PR #1978, opened 2020-09-29
Fix: Serialize non deserializable object

shargon:
- Modified `GasRecord` to use enumerators, because otherwise we can overflow the limits, whatever it is

### DIFF
--- a/src/neo/Ledger/StorageItem.cs
+++ b/src/neo/Ledger/StorageItem.cs
@@ -22,7 +22,7 @@ namespace Neo.Ledger
                 return value ??= cache switch
                 {
                     BigInteger bi => bi.ToByteArrayStandard(),
-                    IInteroperable interoperable => BinarySerializer.Serialize(interoperable.ToStackItem(null), 4096),
+                    IInteroperable interoperable => BinarySerializer.Serialize(interoperable.ToStackItem(null), 4096, 16, 34),
                     IReadOnlyCollection<ISerializable> list => list.ToByteArray(),
                     null => null,
                     _ => throw new InvalidCastException()
--- a/src/neo/SmartContract/BinarySerializer.cs
+++ b/src/neo/SmartContract/BinarySerializer.cs
@@ -132,16 +132,16 @@ namespace Neo.SmartContract
             return stack_temp.Peek();
         }
 
-        public static byte[] Serialize(StackItem item, uint maxSize)
+        public static byte[] Serialize(StackItem item, uint maxSize, uint maxArraySize, uint maxItemSize)
         {
             using MemoryStream ms = new MemoryStream();
             using BinaryWriter writer = new BinaryWriter(ms);
-            Serialize(item, writer, maxSize);
+            Serialize(item, writer, maxSize, maxArraySize, maxItemSize);
             writer.Flush();
             return ms.ToArray();
         }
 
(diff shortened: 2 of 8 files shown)


src/neo/SmartContract/Native/Tokens/NeoToken.cs
```diff
@@ -331,22 +325,5 @@ public StackItem ToStackItem(ReferenceCounter referenceCounter)
                 return new Struct(referenceCounter) { Registered, Votes };
             }
         }
-
-        private sealed class GasRecord : List<(uint Index, BigInteger GasPerBlock)>, IInteroperable
```
erikzhang, line 335: It is removed?

shargon: It was moved to an iterator, in order to avoid the serialization limits.

shargon: I can revert this change, and fix only the serialization case, we can find a different solution for store more items than expected.

erikzhang: You can create another PR for these changes.

src/neo/SmartContract/BinarySerializer.cs
```diff
@@ -132,16 +132,16 @@ private static StackItem Deserialize(BinaryReader reader, uint maxArraySize, uin
...
             using MemoryStream ms = new MemoryStream();
             using BinaryWriter writer = new BinaryWriter(ms);
-            Serialize(item, writer, maxSize);
+            Serialize(item, writer, maxSize, maxArraySize, maxItemSize);
             writer.Flush();
             return ms.ToArray();
         }
 
-        private static void Serialize(StackItem item, BinaryWriter writer, uint maxSize)
+        private static void Serialize(StackItem item, BinaryWriter writer, uint maxSize, uint maxArraySize, uint maxItemSize)
```
erikzhang, line 144: Why add `maxArraySize` and `maxItemSize`? If the item exceeds the limit, it cannot be pushed onto the stack.

shargon: This method it's shared with https://github.com/neo-project/neo/pull/1978/files#diff-03213bc090127a83f7aa1132e8e516e0R25 and it will be managed by the native contract not by neo-vm, so we can have different limmits

erikzhang: Then we should limit in native contracts.

shargon: Please, take a look to https://github.com/neo-project/neo/pull/1978

src/neo/Ledger/StorageItem.cs
```diff
@@ -22,7 +22,7 @@ public byte[] Value
                 return value ??= cache switch
                 {
                     BigInteger bi => bi.ToByteArrayStandard(),
-                    IInteroperable interoperable => BinarySerializer.Serialize(interoperable.ToStackItem(null), 4096),
+                    IInteroperable interoperable => BinarySerializer.Serialize(interoperable.ToStackItem(null), 4096, 16, 34),
```
Qiao-Jin, line 25: Maybe 16 and 34 can be defined as some static fields instead of hard code.

Qiao-Jin: It seems that they have been defined in #1988.

PR #1979, opened 2020-09-30
Optimize consensus messages (V2.0)

shargon:
Alternative to https://github.com/neo-project/neo/pull/1971
Related to https://github.com/neo-project/neo/pull/1971#issuecomment-701266636

Send only the invocation script with `ConsensusPayload`


shargon:
I think that this version it's better than https://github.com/neo-project/neo/pull/1971 For me we can save a lot of bytes with the verification scripts around the consensus, so p2p will be improved, less bytes without compression always it's better.

Could you give me your impressions @erikzhang ?

erikzhang:
I think saving 35 bytes does not bring much optimization to the network.

shargon:
> I think saving 35 bytes does not bring much optimization to the network.

But it's (35 bytes * 7 consensus nodes) * 3 consensus phases or more, without any cost.

roman-khimov:
Yeah, to me the main thing is that there is zero cost to doing this. Sure, the effect would probably not be noticeable, but still, why do we transmit things we can not transmit? It's `+36 −43` patch, it can't be bad.

shargon:
It should be done in neo-modules, I think that it's a good solution to speed up p2p protocol, if we decide to use it, I can copy the code to neo-modules.

PR #655, opened 2016-03-31
Fix incomplete manual merge in gsl recipe.

pavoljuhas:
Remove conflict marker.  Restore the `--with-pic` option from
the main branch.  Reformat comments to fit within 78 characters.


msarahan:
Thanks, good catch.

PR #658, opened 2016-04-02
Fix lapack for conda_builder_linux from ContinuumIO/docker-images

bjodah:
See https://github.com/ContinuumIO/docker-images/issues/23
ping @msarahan 

Actually I would need to remove both `gcc` and `libgcc` from meta.yaml for this to work out of the
box with `conda_builder_linux`.

What is the policy for adding compiler requirements in conda-recipes? My take is that
they can be kept in the recipe but commented out.

### DIFF
--- a/lapack/build.sh
+++ b/lapack/build.sh
@@ -1,8 +1,11 @@
 mkdir build
 cd build
 
+# CMAKE_INSTALL_LIBDIR="lib" suppresses CentOS default of lib64 (conda expects lib)
+
 cmake \
   -DCMAKE_INSTALL_PREFIX=$PREFIX \
+  -DCMAKE_INSTALL_LIBDIR="lib" \
   -DBUILD_TESTING=OFF \
   -DBUILD_SHARED_LIBS=ON \
   -DLAPACKE=ON \


msarahan:
Perfect, I think this is exactly what's needed.

gcc should be removed from meta.yaml, but libgcc might need to stay in.  The reason is that the docker build image contains runtimes that are potentially (probably) newer than system ones.  These are backwards compatible, but any code you compile with the docker image may not find the symbols it needs in older runtimes.

This libgcc is a bit of a work in progress.  If you need it now, grab it from my anaconda.org channel:

    conda install -c msarahan libgcc

The one on the defaults channel should soon be updated to be the same.  The tricky detail about doing things with GCC the way that we have is that our runtimes need to always be the same or newer version than the system libraries.

Ideally, compiler requirements could be made explicit, or at the very least, encoded into readily accessible metadata.  We sort of do that on Windows, since each version of Python uses a different version of Visual Studio.  This is another WIP, and the most current issue on the topic is at https://github.com/conda/conda-build/pull/848 - we'd welcome your thoughts on the topic.

bjodah:
@msarahan great! Thanks for the explanation and the hint about libgcc.

PR #663, opened 2016-04-13
muparser: require gcc libs

jschueller:


jschueller:
@msarahan, hello, any thoughts about this ?

msarahan:
Fine with me.  Any comment for history's sake on why it is necessary?  Did you run into trouble?

Also, consider submitting recipes to conda-forge instead of here.  Over time, we're going to be moving most/all of the recipes here elsewhere, and replacing the contents of this repo with submodules to "canonical sources" - either at package maintainer's repositories, or at conda-forge.

jschueller:
@msarahan. No trouble, it's just that I now build my packages on a chrooted environment where I do not install gcc on purpose to use the conda provided package only.

msarahan:
I'm going to merge this.  As time goes on, I think we're moving towards compiler packages as something that verify version, rather than something that provides actual compilers.  In tandem, we'll be pushing for adoption of standard build images, such as docker (https://hub.docker.com/r/continuumio/conda_builder_linux/)

The main drawback to shipping a compiler package is that it does not couple lower-level libraries (like glibc) to the build - so even when you use a "standard" compiler package, your package's dependencies vary depending on what system you build on.

All this just FYI.  No need to change anything now.

PR #664, opened 2016-04-13
nlopt: explicit python version dependency

jschueller:
apparently packages that depend on numpy should always list their python dependency explicitly:
https://github.com/conda/conda-build/issues/835

this fixes the build for another python version:
```conda build --python 3.4 python/nlopt```

### DIFF
--- a/python/nlopt/meta.yaml
+++ b/python/nlopt/meta.yaml
@@ -3,15 +3,16 @@ package:
   version: 2.4.2
 
 build:
-  number: 1
+  number: 2
 
 requirements: # [not win]
   build:      # [not win]
+    - python {{PY_VER}}* # [not win]
     - gcc     # [linux]
     - numpy   # [not win]
 
   run:
-    - python  # [not win]
+    - python {{PY_VER}}*  # [not win]
     - numpy   # [not win]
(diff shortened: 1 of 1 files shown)

### CODE REVIEW

File: python/nlopt/meta.yaml [hunk 1]
```diff
@@ -5,19 +5,20 @@ package:
...
+requirements:
+  build:
+    - python {{PY_VER}}*
+    - numpy
     - gcc     # [linux]
-    - numpy   # [not win]
 
   run:
-    - python  # [not win]
-    - numpy   # [not win]
```
ccordoba12: Is this working for Windows?

jschueller:
@ccordoba12, I did not test.
Do you think it would be wrong to depend on python/numpy on windows ?

jschueller:
@ccordoba12, I see your point, Python bindings do not seem to be built on windows, I modified the comit so to change only the python dependency.

jschueller:
@dubourg this allows to upload openturns-1.7_py34!

dubourg:
Thanks J!

ccordoba12:
Thanks @jschueller! Merging :-)

PR #671, opened 2016-05-02
pin versions in r-packages.

groutr:
This should be automated, but conda-build doesn't have this capability right now.


groutr:
no longer relevant

PR #681, opened 2016-06-03
graphviz: Major changes

stuarteberg:
The current version of the `graphviz` package in the conda `defaults` channel seems to be broken.  For example, it expects the user to have `libtool`, `expat`, and `tk` installed to the system.  This PR fixes it.

Also, the graphviz website is (apparently) quite unreliable -- it was down earlier today, for example.  It seems be back up now, but the problem seems to [pop up with some frequency](https://github.com/ellson/graphviz/issues/77).  So now I've changed this recipe to clone from the official git repo instead of downloading a tarball.

- Build from scratch, from the official git repo
- Require libtool and expat (they seem to be necessary, the package is broken without them)
- Don't use cairo on OS X, since it's an optional dependency and it isn't available in the defaults channel (for OS X).
- Moved post-link code into build.sh

I tested these changes on Mac and Linux.  Packages available on my channel:

```
conda install -c stuarteberg graphviz
```

One caveat: As always, Graphviz cannot build without yacc (or bison) and lex (or flex), so you can't build this recipe without those tools installed to your system.  (They are not yet available as conda packages.)

cc: @jakirkham

### DIFF
--- a/graphviz/build.sh
+++ b/graphviz/build.sh
@@ -6,11 +6,26 @@ export CXXLAGS="${CFLAGS}"
 export CPPFLAGS="-I${PREFIX}/include"
 export LDFLAGS="-L${PREFIX}/lib"
 
+./autogen.sh
+
 if [ `uname` == Darwin ]; then
-./configure --prefix=$PREFIX --with-quartz | tee configure.log 2>&1
+./configure --prefix=$PREFIX --with-quartz
 else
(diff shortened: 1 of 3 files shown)


ccordoba12:
@stuarteberg, I took the first step to fix our many problems with Graphviz :-)

Please see:

https://github.com/conda-forge/staged-recipes/pull/568

(Now every fixes or new recipes go to conda-forge ;-)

···

How to complete this task:
The required answer is each line of the data in which the word "namespace" appears.

Response below:
@@ -22,7 +22,7 @@ namespace Neo.Ledger
@@ -132,16 +132,16 @@ namespace Neo.SmartContract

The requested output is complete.